Nella sentenza n. 38343/2014, tra le diverse questioni affrontate, le Sezioni Unite procedono ad una chiara rivisitazione della categoria dogmatica della posizione di garanzia, calibrando le conclusioni a cui giungono, nell’ambito delle intricate connessioni di ruoli e qualifiche caratterizzanti il sistema prevenzionistico, oggetto di procedimento.

La categoria in esame, infatti, viene esaltata dalle Sezioni Unite quale strumento attraverso il quale il diritto penale, quale scienza del giudizio di responsabilità, può realizzare l’aspirazione a cui istituzionalmente è preposto, ovvero ad esprimere un ponderato giudizio sulla paternità umana di un determinato illecito.

Risultato a cui le Sezioni Unite pervengono poi nel caso oggetto di giudizio, attraverso l’analisi in concreto dei ruoli dei soggetti gravati da dette posizioni di garanzia, tracciando uno statuto delle sfere di competenza e, quindi, di responsabilità dei protagonisti della “scena lavoro”, quali codificati nel TU 81/08.

  1. La rivisitazione della posizione di garanzia

Le Sezioni Unite esprimono l’esigenza di arginare l’indubbia forza espansiva dell’imputazione del fatto determinata dalla causalità condizionalistica, a mente della quale ogni antecedente causalmente ricollegabile all’evento è penalmente rilevante in ordine alla produzione dello stesso.

Esigenza che si ravvisa maggiormente in ambiti, quali quello prevenzionistico, in cui la complessità organizzativa – data dalla contestuale presenza di diversi soggetti deputati a determinati compiti e doveri strettamente connessi tra loro – può pregiudicare la necessaria personalizzazione dell’imputazione penale, realizzando, per contro, un’indiscriminata attribuzione dell’illecito a diversi soggetti, i cui ruoli sono a vario titolo interessati dalla produzione dell’evento.
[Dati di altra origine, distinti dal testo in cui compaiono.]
PR #26703, opened 2023-11-17
cron job class refactoring

moreauftheobald:
# QUAL
cron job class refactoring following new class standard and using CommonObject methode


htdocs/cron/class/cronjob.class.php
```diff
@@ -42,38 +47,111 @@ class Cronjob extends CommonObject
...
+	public $rowid;
+	public $tms;
+	public $datec;
+	public $jobtype;
 	public $label;
-
-	/**
-	 * @var string Job command
-	 */
 	public $command;
```
frederic34, line 155: @moreauftheobald what is the reason to remove all phpdoc ?

moreauftheobald: i've done the refactoring using module builder witch dont provide phpdoc on this point. so i thout it was not mandatory .
if needed i'll put them back ....

just told me.

eldy:
Too many conflict with current version, so i close pr

PR #26713, opened 2023-11-18
Fix: php stan

FHenry:


frederic34:
https://github.com/Dolibarr/dolibarr/pull/26698

frederic34:
and in another PR https://github.com/Dolibarr/dolibarr/pull/26647

I have done something for listevents.php

PR #6871, opened 2017-05-21
NEW : Add information for VAT deductibility rate in supplier price

aspangaro:
No calcul for the moment - See in V7 but begin to integrate information.

Useful to calculate the partial recovery of the VAT on some fuel or other product (France or Belgium for example)

image

PR #26732, opened 2023-11-18
NEW [Accounting] Allow grouping taxes with primary line price

BurksEngineering:
# NEW [Accounting] Allow grouping taxes with primary line price
Provides the ability for taxes paid in expense reports (ER_JOURNAL_GROUP_TAX_WITH_LINES) or purchases (AC_JOURNAL_GROUP_TAX_WITH_LINES) to get grouped with the main expense/purchase line and associated with the accounting account for the item itself. 

In non-VAT countries like USA it is more common for sales tax to get grouped with the expense before being transferred to the proper accounting account. This is in contrast to the default behavior designed around VAT which splits off any taxes paid into a separate accounting account for each type of tax, which makes it easier to recoup the VAT later.

This is a temporary solution that I use to make double entry accounting work better in USA. However, I would prefer if a 'tax deductibility' attribute existed for each defined tax rate which determined how much of the tax is allocated to the original line account vs the special tax account. This is the original proposal from @eldy in #6871 , but it was never implemented by @aspangaro . I do not think that my PHP skills or knowledge of dolibarr is sufficient for me to implement the proposal from that ticket, but this simple option/setting works well for people doing business exclusively in the USA.

Examples:
1. In USA, you buy a ream of copy paper for $10 + 5% tax = $10.50.
    * Current system: debit from purchase $10.50, credit to office supplies account $10, credit to Tax account $0.50 
        * Problem: the $0.50 will never be recuperated (paper is being consumed not resold) and visibility into the source of the tax expense is lost
    * With option enabled: debit from purchase $10.50, credit to office supplies account $10.50
2. In USA, you buy a photocopy machine for $1,000 + 5% tax = $1050.
    * Current system: debit from purchase $1050, credit to depreciable asset account $1000, credit to tax account $50
        * Problem: the basis for depreciation of the copy machine should be $1050 not $1000. The $50 sales tax should be depreciated
    * With option enabled: debit from purchase $1050, credit to depreciable asset $1050.
3. In a VAT county, you buy a ream of copy paper for $10. VAT is included and no extra tax is shown on the purchase. The entire $10 is transferred to the office expense account.


eldy:
I don't understand your analysis: When you buy a ream of copy paper for $10 + 5% tax = $10.50, you have this in Dolibarr :
For the invoice,  we have debit/credit dispatched like this:
* 10.5 for the thirdparty
* 10 for the product
* and 0.5 for the tax 
Balance = 0
When you make the payment, you have 
* 10.5 for the thirdparty (that cancel the line 10.5 created by invoice)
* 10.5 for the bank
Balance = 0

So what do you mean with "visibility into the source of the tax expense is lost" ?

Also when you say "The $50 sales tax should be depreciated", depending of what you buy, you can decide to use a sale tax that is Sale tax for "depreciable asset " and set the same accounting account than the product. So for invoice:
* 1050 for the thirdparty
* 1000 for the product on account 123456
* and 50 for the tax. Do you mean that the tax, for this case, in USA must be dispatched also into the 123456 ?
This means you do no track at all the taxes into you accountancy (all amount go into 123456) in USA ?

BurksEngineering:
Thank you for taking the time to work through my example with me! 

> For the invoice, we have debit/credit dispatched like this:
10.5 for the thirdparty
10 for the product
and 0.5 for the tax
Balance = 0
When you make the payment, you have
10.5 for the thirdparty (that cancel the line 10.5 created by invoice)
10.5 for the bank
Balance = 0

What I desire is instead to have:
* 10.5 for the thirdparty
* 10.5 for the product (which includes the tax paid)
* 0 for the tax

> So what do you mean with "visibility into the source of the tax expense is lost" ?

What I mean is that an expense account titled 'office expenses' should represent the total cost of acquiring all of the office equipment in the given year. You cannot simply multiply the value by some default tax rate (5%) because each individual purchase can be taxed at different rates depending on what state it shipped from and to.

> Do you mean that the tax, for this case, in USA must be dispatched also into the 123456 ?
This means you do no track at all the taxes into you accountancy (all amount go into 123456) in USA ?

**Yes**. In the USA sales tax is depreciated in the same accounts as assets. [Here is an open source book from a university on accounting in the USA](https://web.ung.edu/media/university-press/Principles-of-Financial-Accounting.pdf?t=1542408454385) that I use as a reference. Here is a relevant expert from page 140:
image


In the USA, sales tax is only tracked on product sold, not products bought. On products sold the tax should be moved into a liability account to be paid out to the government on a regular basis (page 200), which I believe is supported well by dolibarr currently.
image


I understand that one functional way to achieve this is to have a different sales tax entry in the tax dictionary for every single expense account (could easily be 50 nearly identical entries because there are so many expense or asset accounts). However, this turns the sales tax entry into an *accounting* decision, not a *tax rate* decision which I think is very undesirable. There are a few ways I see to solve the problem:

1. global config (this PR) to group sales tax paid with the account of the item on each line. This works well for business done exclusively in USA, and is the easiest to implement.
2. per-tax-rate field to group or not group tax paid with the account of the item on each line (or group by a percent, which was the proposal from #6871 for partial VAT refunds). This probably best represents the problem and would be my preferred choice if I knew how to implement it.
3. Add a field to the journalization page to group or not group tax paid with the account when generating all of the potential lines to journalize (or as a percent). This gives the most flexibility and does not impact the data model, but it adds an extra step to the fairly regular journalization procedure.

Can you think of other alternate solutions? 
Would you prefer to pursue a more ideal solution (2 or 3) instead of the quick and easy proposal here (1)?

PR #26733, opened 2023-11-18
NEW [Accountancy] Associate expense report lines with user

BurksEngineering:
# NEW [Accountancy] Associate expense report lines with user

Currently, when journalizing expense reports, there is no credit entry (refunding the user) associated with the debit entry (usually an expense account) for each line of the expense report. The auto-linking logic falls through all of the if statements and defaults to 'NotDefined'. This requires manual intervention for every line on every expense report.

In this proposed solution, if there is a user associated with the expense report then the user will get linked to the credit from the transaction. Depending on other settings (default accounting account for that user, default accounting account for users in general, sub-ledgers) an accounting account will then be determined for the credit half of the journal entry.

ping @aspangaro to see if there is a special edge case I am missing, and to understand the history of the 'payment_expensereport' type having $tabpay[] entries but no $tabtp[] entries.


aspangaro:
Thanks @BurksEngineering , I proposed your PR on v18 by adding to it, as the problem is the same for salaries in v18. It used to work, so it's not a new feature, it's a bug.

eldy:
Replaced by #26743

BurksEngineering:
> Thanks @BurksEngineering , I proposed your PR on v18 by adding to it, as the problem is the same for salaries in v18. It used to work, so it's not a new feature, it's a bug.

Thanks, Glad I could help highlight the issue!

PR #26742, opened 2023-11-19
Closure period - Add information on index & warning on each  journal pages

aspangaro:
Following the integration of the annual accounting closing function, additional information has been added:

image

image


eldy:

A tal fine, le Sezioni Unite, denunciando l’inadeguatezza delle teorie elaborate per contenere la forza attrattiva dell’imputazione oggettiva generata dal condizionalismo, ravvisano nell’idea di rischio il fattore capace di limitare e separare le sfere di responsabilità in ordine alla realizzazione dell’evento.

Del resto – argomentano le Sezioni Unite – l’ambito della sicurezza sul lavoro fa emergere la centralità dell’idea del rischio, in un contesto preposto a governare ed evitare i pericoli connessi al fatto che l’uomo si inserisce in un apparato gravido di insidie.

E sulla base di tale assunto, le Sezioni Unite, ben consapevoli della pluralità dei rischi che caratterizza l’ambito prevenzionistico, riconoscono come rispetto ad ogni area di rischio esistono distinte sfere di responsabilità che quel rischio sono chiamate a governare.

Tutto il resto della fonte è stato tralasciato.